**EXERCISE REQUIREMENTS:** Under this line are the records; write out word for word the part that begins at the line containing "ryan953, line 93: cool" and ends at the line containing "### Product Area", and no more.
========================================================================
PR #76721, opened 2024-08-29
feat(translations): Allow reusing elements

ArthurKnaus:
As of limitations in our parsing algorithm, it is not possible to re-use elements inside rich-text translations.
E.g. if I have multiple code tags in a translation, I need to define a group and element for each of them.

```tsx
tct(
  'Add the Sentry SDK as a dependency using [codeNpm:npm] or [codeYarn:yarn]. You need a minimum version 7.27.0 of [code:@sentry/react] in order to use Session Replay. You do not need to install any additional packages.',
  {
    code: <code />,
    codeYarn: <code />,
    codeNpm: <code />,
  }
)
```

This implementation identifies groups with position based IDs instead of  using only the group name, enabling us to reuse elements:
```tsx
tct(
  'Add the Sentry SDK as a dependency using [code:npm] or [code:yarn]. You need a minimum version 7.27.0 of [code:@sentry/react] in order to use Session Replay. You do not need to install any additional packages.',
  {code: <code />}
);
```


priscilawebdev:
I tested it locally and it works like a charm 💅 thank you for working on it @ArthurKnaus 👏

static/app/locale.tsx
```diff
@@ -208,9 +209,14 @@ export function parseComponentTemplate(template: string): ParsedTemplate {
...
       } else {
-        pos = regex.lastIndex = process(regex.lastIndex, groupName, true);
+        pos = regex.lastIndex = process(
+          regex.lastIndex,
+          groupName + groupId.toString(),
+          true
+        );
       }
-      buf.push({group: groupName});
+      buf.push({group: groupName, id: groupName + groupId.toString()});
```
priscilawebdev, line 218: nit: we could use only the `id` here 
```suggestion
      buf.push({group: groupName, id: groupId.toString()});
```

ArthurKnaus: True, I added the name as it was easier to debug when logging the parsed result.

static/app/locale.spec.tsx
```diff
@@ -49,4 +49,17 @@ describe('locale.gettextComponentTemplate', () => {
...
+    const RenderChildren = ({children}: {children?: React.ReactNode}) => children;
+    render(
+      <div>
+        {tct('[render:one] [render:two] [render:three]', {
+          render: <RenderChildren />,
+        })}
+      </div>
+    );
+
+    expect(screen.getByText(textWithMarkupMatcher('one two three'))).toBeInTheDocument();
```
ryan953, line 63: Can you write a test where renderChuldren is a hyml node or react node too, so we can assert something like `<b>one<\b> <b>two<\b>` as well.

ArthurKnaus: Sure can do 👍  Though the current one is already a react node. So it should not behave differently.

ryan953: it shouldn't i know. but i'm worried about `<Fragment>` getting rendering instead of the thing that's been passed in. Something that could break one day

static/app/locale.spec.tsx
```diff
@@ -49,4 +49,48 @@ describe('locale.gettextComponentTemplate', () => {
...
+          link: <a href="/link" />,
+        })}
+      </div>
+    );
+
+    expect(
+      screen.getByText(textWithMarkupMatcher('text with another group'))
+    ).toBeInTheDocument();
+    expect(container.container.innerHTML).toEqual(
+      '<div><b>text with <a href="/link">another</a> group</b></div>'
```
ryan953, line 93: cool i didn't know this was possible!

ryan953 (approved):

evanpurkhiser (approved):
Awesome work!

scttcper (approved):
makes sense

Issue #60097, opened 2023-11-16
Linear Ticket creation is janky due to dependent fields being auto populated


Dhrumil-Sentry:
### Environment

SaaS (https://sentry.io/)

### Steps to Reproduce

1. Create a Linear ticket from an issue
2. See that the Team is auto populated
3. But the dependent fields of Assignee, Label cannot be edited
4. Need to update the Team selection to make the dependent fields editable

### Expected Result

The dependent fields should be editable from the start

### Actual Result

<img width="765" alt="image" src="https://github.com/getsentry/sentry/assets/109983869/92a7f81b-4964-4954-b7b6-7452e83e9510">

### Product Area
========================================================================
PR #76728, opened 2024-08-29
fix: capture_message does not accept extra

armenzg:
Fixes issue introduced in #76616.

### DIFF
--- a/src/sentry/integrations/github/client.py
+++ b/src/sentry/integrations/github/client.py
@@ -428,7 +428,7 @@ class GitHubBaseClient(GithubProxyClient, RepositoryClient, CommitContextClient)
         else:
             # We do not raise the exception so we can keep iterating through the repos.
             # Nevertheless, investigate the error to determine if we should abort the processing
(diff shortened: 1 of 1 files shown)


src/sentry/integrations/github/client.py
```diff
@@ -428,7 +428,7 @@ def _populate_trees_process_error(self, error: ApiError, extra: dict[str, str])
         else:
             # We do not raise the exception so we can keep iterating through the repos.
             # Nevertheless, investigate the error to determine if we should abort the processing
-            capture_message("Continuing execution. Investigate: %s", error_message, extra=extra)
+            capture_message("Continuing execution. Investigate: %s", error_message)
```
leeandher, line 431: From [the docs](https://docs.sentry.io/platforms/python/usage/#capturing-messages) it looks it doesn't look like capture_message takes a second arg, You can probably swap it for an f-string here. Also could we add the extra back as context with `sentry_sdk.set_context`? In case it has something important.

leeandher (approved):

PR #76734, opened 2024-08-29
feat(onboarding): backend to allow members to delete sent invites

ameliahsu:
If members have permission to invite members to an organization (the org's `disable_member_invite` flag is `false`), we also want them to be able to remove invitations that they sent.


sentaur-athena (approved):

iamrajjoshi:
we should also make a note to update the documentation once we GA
========================================================================
**WRITTEN RESPONSE:**
ryan953, line 93: cool i didn't know this was possible!

ryan953 (approved):

evanpurkhiser (approved):
Awesome work!

scttcper (approved):
makes sense

Issue #60097, opened 2023-11-16
Linear Ticket creation is janky due to dependent fields being auto populated


Dhrumil-Sentry:
### Environment

SaaS (https://sentry.io/)

### Steps to Reproduce

1. Create a Linear ticket from an issue
2. See that the Team is auto populated
3. But the dependent fields of Assignee, Label cannot be edited
4. Need to update the Team selection to make the dependent fields editable

### Expected Result

The dependent fields should be editable from the start

### Actual Result

<img width="765" alt="image" src="https://github.com/getsentry/sentry/assets/109983869/92a7f81b-4964-4954-b7b6-7452e83e9510">

### Product Area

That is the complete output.